4 Tips for Preventing Social Worker Burnout
4 Tips for Preventing Social Worker Burnout
By Lee Soren, Contributor
Burnout is common in a high-pressure career such as social work, and according to Dr. Nikola Djordjevic, many social workers don't fully realize its hazards. Djordjevic, who is the co-founder of MedAlertHelp.org, explains, "Burnout isn't just being tired. Burnout makes us emotionally drained, lose interest and motivation and feel resentful, helpless, and cynical." Further, Djordjevic notes, "If left untreated, burnout can lead us to severe emotional, physical and psychological problems."
The good news is that there are ways to treat and even prevent social worker burnout. Read on for four tips to <guard your mental health> and rekindle your enthusiasm for your work.
1. Set boundaries
While social work can be personally rewarding, it can also be challenging. As Arlene B. Englander, a licensed psychotherapist with more than 20 years of clinical experience and author of Let Go of Emotional Overeating and Love Your Food: A Five-Point Plan for Success, notes, "We're expected to give, sometimes relentlessly, and the strain that can instill can take its toll."
One way to prevent burnout, Englander advises, is to set boundaries. She explains, "Learning to set boundaries, both in the time we spend at work, and in the extent to which we reflect upon what we have done during the day (and sometimes into the evening) is crucial...We cannot be all things to all people."
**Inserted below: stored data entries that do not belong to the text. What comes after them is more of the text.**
PR #495, opened 2020-08-24
nekvm: Use standard *JumboPacket instead of private MTU

ybendito:
*JamboPacket provides the same control over MTU.
The difference is that *JumboPacket includes ethernet header
size while the previous MTU does not.


YanVugenfirer:
rerun tests

Issue #498, opened 2020-08-31
vioscsi (generic/block): does not work with xhci hosts that accept only read/write of 512 blocks


tomty89:
For example, with https://github.com/torvalds/linux/commit/ec37198acca7b4c17b96247697406e47aafe0605, uas drives connected an ASM1142 will have max_sectors being [512 blocks](https://github.com/torvalds/linux/blob/v5.8/drivers/scsi/scsi_lib.c#L1796) instead  [1024 blocks](https://github.com/torvalds/linux/blob/v5.8/drivers/scsi/hosts.c#L450).

However, the Windows guest will insist on sending read/write commands of larger payload (e.g. 520 blocks). Sense data of the failure is apparently ignored (or maybe it's malformed) and the commands are kept being retried. I tried to set max_sectors of virtio-scsi-pci to 512 or lower and it does not help.

Currently qemu can manage to overwrite max_xfer_len and opt_xfer_len in the block limit VPD with the max_sectors set in the linux host (the non-qemu-specific queue limit) if scsi-generic is used. With scsi-block (only) max_xfer_len is overwritten to MAX_INT (opt_xfer_len in the verbatim VPD is 65535). I don't know if the fields matter at all in this issue. Neither of them works anyway.

scsi-hd seems to work fine.

I think it is supposed to work as long as I match the max_sectors of virtio-scsi-pci to the queue limit of the drive. Does the vioscsi driver care about it (like the scsi driver in a linux guest) at all?

vrozenfe:
@tomty89 Thank you for reporting this issue.

When it comes to scsi related stuff, including VPD_BLOCK_LIMITS page , vioscsi driver fully relied on data provided by qemu. 
vioscsi driver reads max_sectors information from scsi_config structure, but doesn't use it for any kind of sanity checks or internal adjustments. 

Definitely, it wouldn't be a problem to intercept VPD_BLOCK_LIMITS call and adjust MaximumTransferLength, but currently I'm not sure if it has to be handled by a guest driver, rather than by qemu. 

In any case, please provide information about qemu/kernel/virtio drivers versions along with qemu command line to help our QE reproducing the problem.

Best,
Vadim.

tomty89:
> @tomty89 Thank you for reporting this issue.
> 
> When it comes to scsi related stuff, including VPD_BLOCK_LIMITS page , vioscsi driver fully relied on data provided by qemu.
[...]

PR #502, opened 2020-09-04
[vioscsi] clamp NumberOfPhysicalBreaks against max_sectors

tomty89:
Since qemu commit 1bf8a989a566b2ba41c197004ec2a02562a766a4, seg_max
can be adjusted via the parameter virtqueue_size. There's no reason
for us not to at least allow NumberOfPhysicalBreaks to be lowered.

Signed-off-by: Tom Yan <tom.ty89@gmail.com>

### DIFF
--- a/vioscsi/vioscsi.c
+++ b/vioscsi/vioscsi.c
@@ -330,7 +330,7 @@ BOOLEAN VioScsiReadRegistry(
            (PVOID)pBuf,
            sizeof(ULONG));
     adaptExt->max_physical_breaks = min(
-                                        max(SCSI_MINIMUM_PHYSICAL_BREAKS, adaptExt->max_physical_breaks),
+                                        max(SCSI_MINIMUM_PHYSICAL_BREAKS, adaptExt->max_physical_breaks + 1),
                                         SCSI_MAXIMUM_PHYSICAL_BREAKS);
 
     StorPortFreeRegistryBuffer(DeviceExtension, pBuf );
@@ -500,13 +500,20 @@ ENTER_FN();
     if(adaptExt->dump_mode) {
         ConfigInfo->NumberOfPhysicalBreaks  = SCSI_MINIMUM_PHYSICAL_BREAKS;
     } else {
-        adaptExt->max_physical_breaks = MAX_PHYS_SEGMENTS;
+        adaptExt->max_physical_breaks = min(
+                                            max(SCSI_MINIMUM_PHYSICAL_BREAKS,
+                                                /* Say NumberOfPhysicalBreaks of 64 is required, it won't work
+                                                   if we optimize the user-input requirement to 65. So just
+                                                   let the user choose whether to use 64 or 33 and save him
+                                                   or her from unnecessary calculation */
+                                                adaptExt->scsi_config.max_sectors << SECTOR_SHIFT >> PAGE_SHIFT),
+                                            MAX_PHYS_SEGMENTS + 1);
 #if (NTDDI_VERSION > NTDDI_WIN7)
         if (adaptExt->indirect) {
             VioScsiReadRegistry(DeviceExtension);
         }
 #endif
-        ConfigInfo->NumberOfPhysicalBreaks = adaptExt->max_physical_breaks + 1;
+        ConfigInfo->NumberOfPhysicalBreaks = adaptExt->max_physical_breaks;
     }
     RhelDbgPrint(TRACE_LEVEL_INFORMATION, " NumberOfPhysicalBreaks %d\n", ConfigInfo->NumberOfPhysicalBreaks);
     ConfigInfo->MaximumTransferLength = SP_UNINITIALIZED_VALUE;
--- a/vioscsi/vioscsi.h
+++ b/vioscsi/vioscsi.h
@@ -51,6 +51,7 @@ typedef struct VirtIOBufferDescriptor VIO_SG, *PVIO_SG;
 #define VIRTIO_MAX_SG            (3+MAX_PHYS_SEGMENTS)
 
 #define SECTOR_SIZE             512
+#define SECTOR_SHIFT            9
 #define IO_PORT_LENGTH          0x40
 #define MAX_CPU                 256
 


tomty89:
I wonder if we want to remedy the `-2` qemu did to `seg_max`...I'm still confused what's the point of `+1` (like, is it supposed to be some_power_of_2 + 1?)

vioscsi/vioscsi.c
```diff
@@ -485,7 +485,16 @@ ENTER_FN();
 
     /* Set num_queues and seg_max to some sane values, to keep "Static Driver Verification" happy */
     adaptExt->scsi_config.num_queues = 1;
-    adaptExt->scsi_config.seg_max = MAX_PHYS_SEGMENTS + 1;
+    /* Happy? (Begin) */
+    /* Getting virtqueue_size is prioritized over your happiness. I don't care. */
+    adaptExt->max_physical_breaks = min(
+                                        max(SCSI_MINIMUM_PHYSICAL_BREAKS, adaptExt->scsi_config.seg_max),
```
tomty89, line 491: `Should I do `SCSI_MINIMUM_PHYSICAL_BREAKS + 1` instead? (And also the clamp in for the registry)

tomty89: For the record, apparently the default value of `ConfigInfo->NumberOfPhysicalBreaks` is 0x11 (i.e. `17` / `SCSI_MINIMUM_PHYSICAL_BREAKS + 1`)...

vioscsi/vioscsi.c
```diff
@@ -500,13 +509,15 @@ ENTER_FN();
     if(adaptExt->dump_mode) {
         ConfigInfo->NumberOfPhysicalBreaks  = SCSI_MINIMUM_PHYSICAL_BREAKS;
```
tomty89, line 510: And this?

vioscsi/vioscsi.c
```diff
@@ -485,7 +485,16 @@ ENTER_FN();
 
     /* Set num_queues and seg_max to some sane values, to keep "Static Driver Verification" happy */
     adaptExt->scsi_config.num_queues = 1;
-    adaptExt->scsi_config.seg_max = MAX_PHYS_SEGMENTS + 1;
+    /* Happy? (Begin) */
+    /* Getting virtqueue_size is prioritized over your happiness. I don't care. */
+    adaptExt->max_physical_breaks = min(
+                                        max(SCSI_MINIMUM_PHYSICAL_BREAKS, adaptExt->scsi_config.seg_max),
+    /* It is unknown that whether clamping to MAX_PHYS_SEGMENTS (+1) is necessary. For now stick to the habit. */
+                                        // SCSI_MAXIMUM_PHYSICAL_BREAKS);
```
tomty89, line 493: We can consider `128` as well:
https://github.com/torvalds/linux/blob/v5.8/include/linux/scatterlist.h#L329
https://github.com/torvalds/linux/blob/v5.8/include/scsi/scsi_host.h#L383 (`128 * 4096 / 512 = 1024`)

YanVugenfirer:
@tomty89 when sending the final version of the PR, please add "Signed-off-by:" to the commit message.

Thanks.

tomty89:
@vrozenfe I think it's basically finished. Let me know if you have any thoughts. Thanks.

vrozenfe:
Sorry guys.
I cannot approve the above changes for the following reasons:

1. it changes the default values of MaximumPhysicalPages which means that
now in case of 256KB Read/Write IO (File Cache block size) five request will be 
initiated  instead of one.

Was:
C:\Tools>spti.exe d:
MaximumTransferLength: ffffffff (bytes)
MaximumPhysicalPages: 00000041
TrueMaximumTransfer: 00040000 (bytes)

Now:
MaximumTransferLength: ffffffff (bytes)
MaximumPhysicalPages: 00000010
TrueMaximumTransfer: 0000f000 (bytes)

2. The second reason is that MaximumPhysicalPages has to be increased by one.
I was trying to explain in the previous post, but probably was unclear in my explanations. 

Tom, can you trying out the following change on unmodified upstream code to see if it helps 
solving your problem?

index 93e2d2f4..41ffad7b 100755
--- a/vioscsi/vioscsi.c
+++ b/vioscsi/vioscsi.c
@@ -509,7 +509,7 @@ ENTER_FN();
         ConfigInfo->NumberOfPhysicalBreaks = adaptExt->max_physical_breaks + 1;
     }
     RhelDbgPrint(TRACE_LEVEL_INFORMATION, " NumberOfPhysicalBreaks %d\n", ConfigInfo->NumberOfPhysicalBreaks);
-    ConfigInfo->MaximumTransferLength = SP_UNINITIALIZED_VALUE;
+    ConfigInfo->MaximumTransferLength = (ConfigInfo->NumberOfPhysicalBreaks - 1) * PAGE_SIZE;//SP_UNINITIALIZED_VALUE;
 
 #if (NTDDI_VERSION >= NTDDI_WIN7)
     num_cpus = KeQueryActiveProcessorCountEx(ALL_PROCESSOR_GROUPS);

Thanks,
Vadim.

tomty89:
@vrozenfe Problem 1 should now be fixed. I forgot to check when/where the GetScsiConfig help was used.

As for problem 2, If you read the code carefully, you'll realize I didn't remove your +1. The +1 will only be "gone" if the user try to set/lower seg_max (the default will either be 126 or 254, both will be clamped down to 64+1). This PR is about making it possible for the user to adjust `NumberOfPhysicalBreaks` (via the `virtqueue_size` command line parameter, in addition to registry approach, which might be unavailable in some cases).

When they do so, they should guarantee the entered value is adjusted properly (+1 for registry, +3 for virtqueue_size), because there's no point in assuming whether they are already doing so or not. It's an *arbitrary* value.

Besides, you haven't even been clear about what the +1 is based on. (i.e. *what* + 1? some power of 2?) What does arbitrary + 1 even mean? If you can provide a base / a rule, perhaps we can do some rounding up / down (e.g. to some nearest power of 2). Only then will +1 makes sense.

Regardlessly, as I've mentioned above, `64+1` is being blindly kept in this PR.

tomty89:
Okay, after the last commit things become even clearer. I can summarize what this PR does now:
1. Move the +1 hack/optimization to the definition of MAX_PHYS_SEGMENTS; there are so many reasons to do so: to make the code less confusing and more consistent, to be ready for adjustable seg_max, to make it "clamp ceiling-ready".
2. make seg_max adjustable, while keeping the default and maximum as 64+1 (`MAX_PHYS_SEGEMTNS`)
3. fix the clamp ceiling in the registry reader

I can redo/resplit the commits into those "steps" if the PR is approved and if it is necessary.

If you can provide the base/rule for the +1, and would like to do some rounding to the user-input values (which may make +1 to them sensible), we can do it in such approach. But if you can't, this should be good enough. (I don't think the rounding approach is always a decent thing to do though, as it can still be an obstacle in some cases and/or causes confusions/surprises to users; but it is at least then do-able if you can tell: *what* + 1.)

tomty89:
Btw, I don't think we should make changes to MaximumTransferLength (again). This PR is not really/entirely about the problem I experienced anymore (as it was fixed on the kernel side), but about getting the code/driver here to make more sense / become more usable.

vrozenfe:
@tomty89 
Did you try walking through the Microsoft code I mentioned in https://github.com/virtio-win/kvm-guest-drivers-windows/issues/498#issuecomment-687009274
Can you describe  the problem that you are going to fix with your commits?

Thanks,
Vadim.

tomty89:
@vrozenfe I did, but it's not giving me any sense either. It only says it does -1, without giving a reason, and later says "because we did that so now we can add it back". So regardless of reason for the -1, it's doesn't seem like something *we* need to care about anyway.

And then the comment also says: "adapters that return MaximumPhysicalPages=0x10 depend on this to transfer aligned 64K requests in one piece", so it seems to me that what we want is the requests to be aligned to some power of 2 number of blocks / bytes (basically, making e.g. 0x10 - 1 then + 1 = 0x10), but with the +1 here (both in the original code or in my code), it will **prevent** that from happening (as I said, the trace results shows me the requests will be as big as 520 blocks / 260K, instead of  512 blocks / 256K; which means the +1 we are doing is wrong).

No offense, *can* you even tell its/your point in some "human language"? I mean, do *you* really know what the -1 / +1 is about? As I'm still not seeing that from anywhere. (It doesn't appear to be something we need to take care of anyway..)

I've listed the points of my current commits above. The main point is to make it possible for the users to lower the (maximum) number of pages when needed.

vrozenfe:
https://docs.microsoft.com/en-us/windows-hardware/drivers/ddi/storport/ns-storport-_port_configuration_information
Maximum number of physical pages the storage adapter can manage in a single transfer (in other words, the extent of its scatter/gather support). By default, the value of this member is 0x11.  ....

Now think about that buffer can be non-page aligned. So if you allocate 4K non-page aligned buffer it can be two physical pages instead of one. For 256 KB it will be 256KB/4KB + 1. No one can grantee the first page in DMA request will be page-aligned. virtio
knows how to handle this situation, some old DMA chips required double-buffering to overcome such limitations.  

Now, speaking about, lowering the number on thy physical pages, can you please help me understand how the existing code prevents you from lowering this number down to SCSI_MINIMUM_PHYSICAL_BREAKS  ? What is technical reason for doing  such thing on a Virtual Machine ? What kind of storage work load scenario do you have in mind? 

Don't get me wrong, but if there is any technical issue with the current code, our QE needs to know how to reproduce the problem and confirm that your patch helps to fix it without any regressions.  If you don't mind please file a bug at RH bugzilla 
https://bugzilla.redhat.com/enter_bug.cgi?product=Virtualization%20Tools&component=virtio-win
to track this problem. 

Thanks,
Vadim.

tomty89:
> https://docs.microsoft.com/en-us/windows-hardware/drivers/ddi/storport/ns-storport-_port_configuration_information
> Maximum number of physical pages the storage adapter can manage in a single transfer (in other words, the extent of its scatter/gather support). By default, the value of this member is 0x11. ....
> 
> Now think about that buffer can be non-page aligned. So if you allocate 4K non-page aligned buffer it can be two physical pages instead of one. For 256 KB it will be 256KB/4KB + 1. No one can grantee the first page in DMA request will be page-aligned. virtio
> knows how to handle this situation, some old DMA chips required double-buffering to overcome such limitations.

You are still not getting (to) the point.

I've been asking the real question *repeatedly*: *what* + 1. +1 does not have any meaning if the *what* is *arbitrary*, because arbitrary + 1 is still *arbitrary*.

I've given up on trying to figure out whether the +1 is necessary (as I stated *repeatedly*, the +1 has **NOT** been removed in my PR; please just see the code), because what matters is that, whether there's any base/rule for the `256KB` part of `256KB/4KB + 1` (i.e. it should not be arbitrary).

Say that part should always be a power of 2, what we really need to do is to round it to the nearest one. (`+1` or not is an entirely different subject, which I'm simply not going to touch; **but the rounding does make it possible/sensible for us to do +1 to user-input values** because then the "what" won't be arbitrary anymore.)

> 
> Now, speaking about, lowering the number on thy physical pages, can you please help me understand how the existing code prevents you from lowering this number down to SCSI_MINIMUM_PHYSICAL_BREAKS ? What is technical reason for doing such thing on a Virtual Machine ? What kind of storage work load scenario do you have in mind?

I'm not even sure why you asked me that. You only provided the method of registry for user to adjust the value, but registry isn't always available (e.g. Installation stage, or even Windows version, as checked by the code itself). What I'm doing is merely providing an extra method (command line parameter), which has been made possible in qemu itself (`virtqueue_size`).

Because of that (the method is just an extra, more accessible, one), I don't know what technical reason I need to provide. (It's just "possibility" / "flexibility" / "in case".) But as I mentioned in my original issue, apparently Windows ignores BL VPD in at least some case and therefore we need (or would want, at least) a (more accessible) method to clamp down the request size, when `hw_max_sectors` (times logical sector size) is smaller than what we allow here.

> 
> Don't get me wrong, but if there is any technical issue with the current code, our QE needs to know how to reproduce the problem and confirm that your patch helps to fix it without any regressions. If you don't mind please file a bug at RH bugzilla
> https://bugzilla.redhat.com/enter_bug.cgi?product=Virtualization%20Tools&component=virtio-win
> to track this problem.
> 
> Thanks,
> Vadim.

P.S. No offense but I really feel like I have been typing the same thing over and over again...have you even read?

tomty89:
I put it in the wrong way, about the rounding (in my last message, because I've been repeating things over and over again but seemingly ignored; and I end up forgetting).

What I really mean is: if we insist on doing +1 to user-input values (Again, I'm not talking about the clamp ceiling 64), it will only make sense if we *also* round/limit the base, so that the +1 will have *meaning*. If we do not want to make it inflexible like that, then the current PR is good to go: accept the user-input values as-in, i.e. let the users decide and do the job when they want *customize* the value).

(The reason we don't add back the 2 qemu deducted for us, which is unnecessary to our code, is that we don't know if one day it will stop doing it; so it's best to leave it to the users as well, add it if their qemu still does it. I should add that to the comment.)

tomty89:
@vrozenfe @YanVugenfirer Just redid the PR. Now it should be way less "offensive" and way more clearer. You can omit the fourth/last commit if necessary (e.g. breaks "static driver verification", whatever it is), as it doesn't matter to the users anyway. I hope you will actually read the commits and their messages before replying "I/We already said no".

vrozenfe:
@tomty89 
Thanks a lot. Just give me some time to go over your PR.
Best,
Vadim.

vrozenfe:
@tomty89 

There are some problems in your patch.

First of all, please let's keep all that "+1" stuff right were it is now. Belive me, anyone hwo knows how
scatter/gather bus master DMA works, togatehre with the fact that first physical  segment can be not 
4K aligned will be able to understand it.

Second, the logic behind of "/* We don't want to blow off VIO_SG and VRING_DESC_ALIAS */" is not completely 
correct, because you must be missing the following section https://github.com/tomty89/kvm-guest-drivers-windows/blob/master/vioscsi/vioscsi.c#L1362
Thired, using seg_max seems to be incorrect in this context. Please take a look at qemu code 
    virtio_stl_p(vdev, &scsiconf->seg_max,
                 s->conf.seg_max_adjust ? s->conf.virtqueue_size - 2 : 128 - 2);
which is not the maximum transfer size in case of  indirect descriptors. 
virtio spec  at https://docs.oasis-open.org/virtio/virtio/v1.1/virtio-v1.1.pdf
has a good explanation for that

seg_maxis the maximum number of segments that can be in a command. A bidirectional command caninclude
seg_max input segments and seg_max output segments.

max_sectors is a hint to the driver about the maximum transfer size to use

Please take a look at the following code (untested yet). Maybe it is enought to solve the problem. 

diff --git a/vioscsi/vioscsi.c b/vioscsi/vioscsi.c
index 93e2d2f4..c9a4ce27 100755
--- a/vioscsi/vioscsi.c
+++ b/vioscsi/vioscsi.c
@@ -498,7 +498,7 @@ ENTER_FN();
     ConfigInfo->MaximumNumberOfLogicalUnits = min((UCHAR)adaptExt->scsi_config.max_lun, SCSI_MAXIMUM_LUNS_PER_TARGET);
 
     if(adaptExt->dump_mode) {
-        ConfigInfo->NumberOfPhysicalBreaks  = SCSI_MINIMUM_PHYSICAL_BREAKS;
+        adaptExt->max_physical_breaks  = SCSI_MINIMUM_PHYSICAL_BREAKS;
     } else {
         adaptExt->max_physical_breaks = MAX_PHYS_SEGMENTS;
 #if (NTDDI_VERSION > NTDDI_WIN7)
@@ -506,10 +506,12 @@ ENTER_FN();
             VioScsiReadRegistry(DeviceExtension);
         }
 #endif
-        ConfigInfo->NumberOfPhysicalBreaks = adaptExt->max_physical_breaks + 1;
     }
-    RhelDbgPrint(TRACE_LEVEL_INFORMATION, " NumberOfPhysicalBreaks %d\n", ConfigInfo->NumberOfPhysicalBreaks);
-    ConfigInfo->MaximumTransferLength = SP_UNINITIALIZED_VALUE;
+    adaptExt->max_physical_breaks = min(adaptExt->max_physical_breaks, adaptExt->scsi_config.max_sectors);
+    ConfigInfo->NumberOfPhysicalBreaks = adaptExt->max_physical_breaks + 1;
+    ConfigInfo->MaximumTransferLength = adaptExt->max_physical_breaks * PAGE_SIZE;
+    RhelDbgPrint(TRACE_LEVEL_INFORMATION, " NumberOfPhysicalBreaks = %d, MaximumTransferLength = 0x%x\n",
+        ConfigInfo->NumberOfPhysicalBreaks, ConfigInfo->MaximumTransferLength);

Feel free to ping me ofline at vrozenfe_at_redhat_dot_com if you have any furthure questions.
Vadim.

tomty89:
@vrozenfe I couldn't read your patch properly because you didn't code-block it, but apparently the idea is to clamp max_physical_breaks against max_sectors.

I suddenly realize that back then I didn't know max_sectors is always in "linux sector" (i.e. 512 bytes) instead of logical block (of which the size is a variable). That's one of the reasons I went to seg_max, with the other being we are setting max_physical_size to a "MAX_PHYS_SEGMENT", which sound like the "same thing" as seg_max anyway.

So I'm okay with taking max_sectors as the clamp instead.

But your code isn't completely right. The clamp should be `max_sectors << 9 >> PAGE_SHIFT` (a.k.a. max_sectors * 512 / PAGE_SIZE) instead.

I'd suggest leaving `ConfigInfo->MaximumTransferLength` untouched, judging by the change history of it and the practical effect of it in the past experiments.

tomty89:
Just one more thing. Can you accept that we do the plus one *before* the clamping?

Here's the scenario/reason: when one needs the maximum physical breaks lowered (to fit host max_sectors of its drives or whatever limit), it doesn't matter how important this plus one is.

For example, if I need it to be 256 sectors / 32 page, it won't work if it's "optimized" to 33 page. So unless you sort of want to force me to use 16 (+1) page, doing it post-clamp adds nothing but extra calculation to me (max sector requirement - PAGE_SIZE / 512 instead of just max sector requirement). (It's the same reason you don't do `SCSI_MINIMUM_PHYSICAL_BREAKS + 1`  for dump mode, I think.)

That's why I still think we should do +1 in the definition of `MAX_PHYS_SEGMENTS` instead.

vioscsi/vioscsi.c
```diff
@@ -330,7 +330,7 @@ BOOLEAN VioScsiReadRegistry(
            (PVOID)pBuf,
            sizeof(ULONG));
     adaptExt->max_physical_breaks = min(
-                                        max(SCSI_MINIMUM_PHYSICAL_BREAKS, adaptExt->max_physical_breaks),
+                                        max(SCSI_MINIMUM_PHYSICAL_BREAKS, adaptExt->max_physical_breaks + 1),
```
tomty89, line 333: While I have this in the commit, there's no reason we should do so other than the fact that we set number of pages / physical breaks in registry (so it takes less work to calculate here than in the max_sectors case).

vioscsi/vioscsi.c
```diff
@@ -500,13 +500,20 @@ ENTER_FN();
...
     } else {
-        adaptExt->max_physical_breaks = MAX_PHYS_SEGMENTS;
+        adaptExt->max_physical_breaks = min(
+                                            max(SCSI_MINIMUM_PHYSICAL_BREAKS,
+                                                /* Say NumberOfPhysicalBreaks of 64 is required, it won't work
+                                                   if we optimize the user-input requirement to 65. So just
+                                                   let the user choose whether to use 64 or 33 and save him
+                                                   or her from unnecessary calculation */
+                                                adaptExt->scsi_config.max_sectors << SECTOR_SHIFT >> PAGE_SHIFT),
+                                            MAX_PHYS_SEGMENTS + 1);
```
tomty89, line 510: Obviously we can/should simply define `MAX_PHYS_SEGMENTS` to `64 + 1` instead.

vioscsi/vioscsi.c
```diff
@@ -500,13 +500,20 @@ ENTER_FN();
...
         ConfigInfo->NumberOfPhysicalBreaks  = SCSI_MINIMUM_PHYSICAL_BREAKS;
     } else {
-        adaptExt->max_physical_breaks = MAX_PHYS_SEGMENTS;
+        adaptExt->max_physical_breaks = min(
+                                            max(SCSI_MINIMUM_PHYSICAL_BREAKS,
+                                                /* Say NumberOfPhysicalBreaks of 64 is required, it won't work
+                                                   if we optimize the user-input requirement to 65. So just
+                                                   let the user choose whether to use 64 or 33 and save him
+                                                   or her from unnecessary calculation */
+                                                adaptExt->scsi_config.max_sectors << SECTOR_SHIFT >> PAGE_SHIFT),
```
tomty89, line 509: To further elaborate, when a user *need* the clamp, the limit would most likely be a max_sectors queue limit, so if we don't do anything stupid, he or she can use the limit directly as the clamp (so no calculation needed).

vioscsi/vioscsi.c
```diff
@@ -500,13 +500,20 @@ ENTER_FN();
...
+                                            MAX_PHYS_SEGMENTS + 1);
 #if (NTDDI_VERSION > NTDDI_WIN7)
         if (adaptExt->indirect) {
             VioScsiReadRegistry(DeviceExtension);
         }
 #endif
-        ConfigInfo->NumberOfPhysicalBreaks = adaptExt->max_physical_breaks + 1;
+        ConfigInfo->NumberOfPhysicalBreaks = adaptExt->max_physical_breaks;
```
tomty89, line 516: Read above before you say no.

JonKohler:
Can we close this PR now given there was a separate commit #685 ?

YanVugenfirer:
@vrozenfe Can we close this PR ?

tomty89:
While it's convenient, the meaning of max_sectors is twisted in #685, since it expect the value to be in PB instead of Linux/512b "sectors" (NOT logical block btw).

JonKohler:
> While it's convenient, the meaning of max_sectors is twisted in #685, since it expect the value to be in PB instead of Linux/512b "sector" (NOT logical block btw).

yea, I'm quite confused by it all. I'm going to file a separate bug, as we're not able to boot windows VMs on these latest drivers in our configuration, as we're using a vhost-scsi-user backend which clamps inflight IO to match up with seg_max, which I believe is the way that linux does it

vrozenfe:
I'm not  a Linux storage guy, but my understanding of the storage devices in Linux is:

- a segment is not  the same as sector or block size which is usually equal to 512b, butt the number of 
scatter-gather memory buffers the block device can translate. For example:
cat /sys/block/sdb/queue/max_segments
64

- if I check the max_segment_size on the same device , I get the following number
cat /sys/block/sdb/queue/max_segment_size 
4294967295
but max_segment_size  is just a maximum block size for one SG element. But the default size is equal to one page size (4K) on 
Intel CPUs (Windows recognizes the page size as 4K for all currently supported architectures).

- the max_sectors_kb parameter is just another proof of what I said above 
cat /sys/block/sdb/queue/max_sectors_kb 
256
This parameter determines the maximum buffer size that can be transferred down.
And max_sectors_kb/max_segments = 256KB/64 = 4KB

So, max_segments is the number of 4KB blocks that can be passed to the block device at once. 
And the vioscsi driver is completely following this logic. (Unless I am missing something, of cause).

All the best,
Vadim.

tomty89:
@vrozenfe what's the point are you trying to make? It doesn't matter what a segment is here.
The problem is that there's no qemu option that expect number of number PB/segment/page as its value except virtqueue_size.

What I was trying to say is, the option max_sectors expect number of 512b sectors as its value, as the name suggests, but while semantically speaking is wrong, practically speaking it might not cause any problem -- only that it makes no sense to users.

That's the reason why I had `<< SECTOR_SHIFT >> PAGE_SHIFT` in my patch. But of course it means that users will have to find out the number of sectors equivalent to the desired NOPB clamp, e.g. 520 sectors to get the clamp 65.

As for why with vioscsi (+ scsi_block) NOPB cannot exceed the device (hw_)max_sectors on the host, I have no idea, but it's a fact. I wish it's some sort of kernel bug that could be fixed so that there will be no more need or reason to continue this endless conversation / discussion.

tomty89:
For the record, max_segments is not directly related to (hw_)max_sectors:

```
$ cat /sys/block/sda/queue/max_{hw_,}sectors_kb
1024
1024
$ cat /sys/block/sda/queue/max_segments
2048
$ cat /sys/block/sdb/queue/max_{hw_,}sectors_kb
512
512
$ cat /sys/block/sdb/queue/max_segments
2048
```

Of course you can argue that the specific drivers are not setting max_segments to the actual limit, but max_segments is not used as a check or a clamp when (hw_)max_sectors is being determined / set either.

Although setting healthy professional boundaries can be difficult, particularly given the sensitive nature of social work, Forbes offers several simple ways to define boundaries, including setting off-limits times, taking time to respond, and learning how to say no.
You should also prepare for pushback, which may occur when you begin setting limits with colleagues and clients.
2. Take time for self-care
Sometimes, preventing burnout means focusing on yourself, which may be difficult for professionals who've grown used to putting others first. Dr. Nikola Djordjevic emphasizes the importance of getting enough sleep and taking regular vacations.
Arlene B. Englander agrees, adding, "It's also important to maintain a full, healthy, and enjoyable personal life, including plenty of fun, social supports, and, ideally, physical exercise. Physical exercise provides those endorphins, often termed ‘the body's Prozac,' that can help to soothe after a stressful day of seeking to help so many."
3. Ask for support
Professionals who work in a field dedicated to helping people know that it's important to ask for support when you need it. Robert Bogue of Thor Projects LLC elaborates: "Sometimes you need an ear to listen, and sometimes you need a helping hand. We all need help at times. Being willing to ask for help is a benefit to you and to the one who you ask. You are modeling that it is ok to ask for help."
Asking for support can take a variety of forms, and it may be helpful to consider what assistance will make the most difference in preventing burnout and in your overall well-being. That can mean seeking help from family members with household chores after a long day at work or getting backup from colleagues to help with challenging on-the-job situations. Englander adds, "Support groups, journaling and sharing concerns with knowledgeable and compassionate therapist friends can all be helpful."
Bogue, who is the co-author of the book Extinguish Burnout adds, "Sometimes taking the stress off your life in small ways makes a big difference."
4. Reassess your expectations
Sometimes work-related stress is caused by expectations that are simply too high, and burnout can be prevented or mitigated by reassessing the demands we place on ourselves.
This is especially true when things don't go as planned. Englander offers, "It's important to look at the way we talk to ourselves and be compassionate towards ourselves, much as we would advise our clients to do. Telling ourselves we "should" or "should not have" tried an intervention that didn't work is engaging in a pain-producing thought that will induce undue stress. Rather, we need to learn from whatever interventions don't work best, so we can do better next time."
Bogue adds, "If you feel like you are not getting the results you expect, look at your expectations — are they realistic? Look at your results through the eyes of your patients or a trusted friend, we frequently are getting better results than we think."